Your instructions
Could you copy each line of the entries that contains "tabs"?

Stored data
-- Opening Marker --

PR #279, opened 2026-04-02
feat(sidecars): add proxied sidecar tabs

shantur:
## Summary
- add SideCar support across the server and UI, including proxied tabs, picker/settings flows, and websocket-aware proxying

-- Closing Marker --

Task result
feat(sidecars): add proxied sidecar tabs
- add SideCar support across the server and UI, including proxied tabs, picker/settings flows, and websocket-aware proxying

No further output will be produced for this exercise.